Assignment
Filter these records by the string "BannerHero", copying each line that holds it.

Supplied information
*-*-*
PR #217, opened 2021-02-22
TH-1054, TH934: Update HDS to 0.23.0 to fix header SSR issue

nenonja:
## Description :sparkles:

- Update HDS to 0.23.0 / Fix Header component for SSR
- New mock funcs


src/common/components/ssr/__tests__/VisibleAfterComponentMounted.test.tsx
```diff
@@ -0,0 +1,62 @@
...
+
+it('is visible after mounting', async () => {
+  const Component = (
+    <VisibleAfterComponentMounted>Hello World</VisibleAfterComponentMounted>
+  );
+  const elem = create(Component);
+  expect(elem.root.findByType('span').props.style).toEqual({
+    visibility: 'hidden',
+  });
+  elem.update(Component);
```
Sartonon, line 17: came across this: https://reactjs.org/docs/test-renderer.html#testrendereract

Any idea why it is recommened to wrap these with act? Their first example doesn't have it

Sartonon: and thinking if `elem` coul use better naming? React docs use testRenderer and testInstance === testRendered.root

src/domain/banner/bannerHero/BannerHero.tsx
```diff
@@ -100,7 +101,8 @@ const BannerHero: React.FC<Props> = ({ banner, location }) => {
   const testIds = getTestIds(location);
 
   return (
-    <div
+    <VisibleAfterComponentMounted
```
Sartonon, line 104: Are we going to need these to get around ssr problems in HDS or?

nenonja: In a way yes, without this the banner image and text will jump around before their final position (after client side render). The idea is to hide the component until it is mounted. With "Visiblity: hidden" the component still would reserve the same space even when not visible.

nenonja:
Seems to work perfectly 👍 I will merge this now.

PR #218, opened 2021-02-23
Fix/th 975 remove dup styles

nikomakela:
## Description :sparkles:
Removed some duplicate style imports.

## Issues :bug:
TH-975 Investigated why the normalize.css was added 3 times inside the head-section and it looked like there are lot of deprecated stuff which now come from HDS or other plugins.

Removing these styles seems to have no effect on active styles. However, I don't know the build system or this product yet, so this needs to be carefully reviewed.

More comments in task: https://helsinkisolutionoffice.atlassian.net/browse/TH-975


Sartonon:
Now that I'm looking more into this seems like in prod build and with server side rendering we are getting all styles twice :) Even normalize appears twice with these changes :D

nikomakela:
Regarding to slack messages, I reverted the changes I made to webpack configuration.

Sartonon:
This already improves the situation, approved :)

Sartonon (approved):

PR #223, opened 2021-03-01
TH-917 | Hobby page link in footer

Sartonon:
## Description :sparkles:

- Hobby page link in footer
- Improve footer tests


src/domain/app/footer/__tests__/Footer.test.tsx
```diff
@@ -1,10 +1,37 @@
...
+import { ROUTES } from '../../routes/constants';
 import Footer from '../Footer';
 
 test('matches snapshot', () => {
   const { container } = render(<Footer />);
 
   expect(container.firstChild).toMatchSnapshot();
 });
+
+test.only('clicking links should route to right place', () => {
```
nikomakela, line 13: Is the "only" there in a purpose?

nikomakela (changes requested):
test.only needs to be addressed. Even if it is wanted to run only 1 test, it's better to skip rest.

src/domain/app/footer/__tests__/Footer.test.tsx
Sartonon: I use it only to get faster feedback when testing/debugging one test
*-*-*
Solution to this task
src/domain/banner/bannerHero/BannerHero.tsx
@@ -100,7 +101,8 @@ const BannerHero: React.FC<Props> = ({ banner, location }) => {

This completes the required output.